Doctors can predict accurately if someone is prone to diabetes by looking at their waistline, according to a research paper released by a local hospital on Tuesday.
Chang Yi-cheng (張以承) of the metabolism and endocrinology department at National Taiwan University Hospital’s Yunlin branch, said this was because big waistlines are one of the four risk factors for diabetes.
Chang, one of the co-authors of the research paper published in last month’s Diabetes Care, a journal of the American Diabetes Association, said that by evaluating the four risk factors, doctors can predict a person’s chances of developing diabetes with up to 75 percent accuracy.
The other risk factors are age, a history of taking medication for high blood pressure and a family history of diabetes, he said.
In the research conducted by the hospital in Yunlin County, the hospital gave a free blood test to 676 people in 2006 and 1,938 people in 2008 and found some had diabetes.
The study later looked for the four risk factors in all the people who received the blood tests, Chang said. Researchers found that 75 percent of the people who had all four risk factors had also been previously found to have diabetes through the blood tests.
Of the four risk factors, Chang said, age, family history and a history of taking high blood pressure medication cannot be changed, but one’s waistline can be controlled.

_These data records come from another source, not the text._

PR #282, opened 2023-06-07
Revert "Bump vitest from 0.31.4 to 0.32.0"

stephenjwatkins:
Reverts EasyPost/easy-ui#281

Broke our tests since it's a breaking change.

We need to get the CI status check requirement in place.


stephenjwatkins:
going to just fix the problem instead

PR #130, opened 2022-06-02
Update TSC config to target ES2017

hossenlopp:
# Summary
Updates the TS compiler config to target ES2017. This allows for native async/await to be used.

## New behavior
More speed.

## Code changes
None.

# Testing guidance
Run tests.

### DIFF
--- a/package-lock.json
+++ b/package-lock.json
@@ -776,10 +776,11 @@
       }
     },
     "@lhncbc/ucum-lhc": {
-      "version": "4.1.4",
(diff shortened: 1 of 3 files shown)


mgramigna:
I wonder if we should wait to do this until async is merged to cqf/master. The rebase of our fork will be a lot of work for code that will ideally be merged into cqf in the not so distant future

hossenlopp:
This was merged into cqframework/master so we should be fine just getting this with the rebase.

PR #132, opened 2022-07-27
Detailed obs

lmd59:
# Summary
Solves two problems:
1. The PopulationResult observations should be populated (with a number in this case, but could be a different type in other cases). Find where the PopulationResult (attribute of EpisodeResults) is populated, understand why the observation attribute is not populated, and populate with the appropriate number (which should be available from the raw results).
->This was fixed by reusing code to find the observation's associated population when one isn't specified.

2. For this measure, there are actually two observations: one associated with the numerator, and one associated with the denominator. When the detailed results are created, the populationType attribute is used to identify the PopulationResult, but because there are two PopulationResult's that are of type "measure-observation", there is know way to tell the difference between these results. We need to use some other way of identifying populations (probably an id or identifier?).
-> This was addressed using the cql identifier in the criteriaExpression. This identifier information also allowed for observation results to be appropriately associated with the correct measure-observation population.

## New behavior
Detailed results now have appropriately associated observation values in episodeResults

## Code changes

- `criteriaExpression` has been added as a required attribute to the `PopulationResult` type in Calculator.ts. This has resulted in changes to assign the value appropriately in ClauseResultsBuilder, DetailedResultsBuilder, and all of the top level testing files changed.
- Added `findObsMsrPopl` helper function to DetailedResultsHelpers and corresponding unit testing. This function finds a measure population for a given group and if not found, does special handling of ratio measures without specified populations for the observations. Function used in DetailedResultsBuilder and Execution.
- The `criteriaExpression` is also used in the DetailedResultsBuilder to differentiate between different observation populations as the population type is not enough alone to tell what population the result should be assigned to.

# Testing guidance
Run: `npm run test`
You can test this with CMS 871
Bundle directory: https://github.com/cqframework/ecqm-content-r4-2021/tree/master/bundles/measure/HospitalHarmHyperglycemiainHospitalizedPatientsFHIR
The numerator patient (and I think any other patient chosen from this folder) needs to be updated so that all of its datetimes use milliseconds (add `.0` to the end) to avoid an interval comparison problem. Feel free to reach out if you'd like me to just drop you my updated patient file.

VSCode launch: `
        "args": ["detailed","--debug","-m", "${workspaceFolder}/test/fixtures/connectathon/HospitalHarmHyperglycemiainHospitalizedPatientsFHIR-bundle.json", "-p", "${workspaceFolder}/test/fixtures/connectathon/tests-numer-EXM871-bundle.json", "-s", "20190101", "-e", "20191231", "-o", "test-output.json"]`

Result:
The output detailedResults file should have episodeResults with populationResults where a 9 is associated with the denominator observations and a 1 is associated with the numerator observations.

### DIFF
--- a/src/calculation/ClauseResultsBuilder.ts
+++ b/src/calculation/ClauseResultsBuilder.ts
@@ -596,6 +596,7 @@ export function buildPopulationRelevanceForAllEpisodes(
     populationGroup.population?.map(population => {
       return <PopulationResult>{
         populationType: MeasureBundleHelpers.codeableConceptToPopulationType(population.code),
+        criteriaExpression: population.criteria.expression || 'Unknown',
         result: false
       };
     }) || []; // Should not end up becoming an empty list.
@@ -635,6 +636,7 @@ export function buildPopulationRelevanceMap(results: PopulationResult[]): Popula
   const relevantResults: PopulationResult[] = results.map(result => {
     return {
       populationType: result.populationType,
+      criteriaExpression: result.criteriaExpression,
       result: true
     };
   });
@@ -772,6 +774,7 @@ export function setResult(populationType: PopulationType, newResult: boolean, re
 // create a result for the given population type and result or update the existing value to true if newResult is true
 export function createOrSetResult(
   populationType: PopulationType,
+  criteriaExpression: string,
   newResult: boolean,
   results: PopulationResult[]
 ): void {
@@ -783,6 +786,7 @@ export function createOrSetResult(
   } else {
     results.push({
       populationType,
+      criteriaExpression,
       result: newResult
     });
   }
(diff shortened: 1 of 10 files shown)


mgramigna (changes requested):
Looks good and works! I had a tiny comment and then a question:

Question -- given that a Measure group's population criteria expression might be undefined, should we represent that here? I noticed that since you made the type of it only `string`, in cases where it may not exist we set it to `'Unknown'`. Is this better than just allowing criteriaExpression to be `string | undefined` instead? lmk

lmd59:
> Looks good and works! I had a tiny comment and then a question:
> 
> Question -- given that a Measure group's population criteria expression might be undefined, should we represent that here? I noticed that since you made the type of it only `string`, in cases where it may not exist we set it to `'Unknown'`. Is this better than just allowing criteriaExpression to be `string | undefined` instead? lmk

I think that makes sense? For measure's we're working with, this is a cql population identifier, so it really should exist on all of them I'd think, but maybe there are cases that I'm not thinking of. Either way, the criteriaExpression needs to be assigned in some way for that exception case, and undefined might make more sense than 'Unknown'.

mgramigna (approved):
Great job

PR #134, opened 2022-08-15
Fhir query fix

elsaperelli:
# Summary
This PR fixes a bug found in fqm-execution and ensures that our fhir query pattern extensions are generating valid search parameters. Before, we were using the PatientReferences.json lookup which is a map of resoureType -> **attribute path**, but we really want a lookup of resourceType -> **search parameter**. 

## New behavior
ParatientParameters.json is now used for search parameter lookup instead of PatientReferences.json. Tests were modified for this change and added to include some missing cases. All other behavior remains the same.

## Code changes
- `DataRequirementsHelpers.ts`: Changed the JSON lookup file from `PatientReferences.json` to `PatientParameters.json`.
- `PatientParameters.json`: This JSON lookup maps resourceType to the search parameters of each data requirement type. This was the output of the script `parseCompartmentDefinition.js` in the `deqm-test-server` repository. 
- `DataRequirementHelpers.test.ts`: Modified tests that involved the fhir query pattern extension as well as added some use cases that were previously incorrect. 

# Testing guidance
1. Run `npm run test`
2. You can run this with any measure bundle but I recommend one in the connectathon repository: [https://github.com/DBCG/connectathon]
3. Run the `cli.ts` file: `./src/cli.ts -m <path to bundle.json> -o`
4. Inspect the output to make sure all of the fhir query pattern extensions are generating valid search parameters. For example, there should not be any camelCase search params but rather kebab-case. In addition, the parameter for Procedure resources should be performer not performer.actor.


sarahmcdougall (changes requested):
Wooo good work addressing this bug! Aside from the in-line comments, we should make sure that we delete `src/compartment-definition/PatientReferences.ts` since it isn't used in fqm-execution anymore (it was only used for the fhirQueryPattern code that we are changing in this PR)

sarahmcdougall (approved):

natjoe4 (approved):
Nice work :)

“Male waistlines should not exceed 90cm while female waistlines should not exceed 80cm,” he said.
Chang and Lin Chao-wei (林昭維), director of the hospital’s Cardiology Department, conducted the research under the guidance of Professor Chuang Li-ming (莊立民) of National Taiwan University and Huang Jui-jen (黃瑞仁), deputy superintendent of the hospital.
Diabetes is a condition in which the body either does not produce enough, or does not properly respond to, the hormone insulin.
This causes glucose to accumulate in the blood and can lead to a number of potential complications.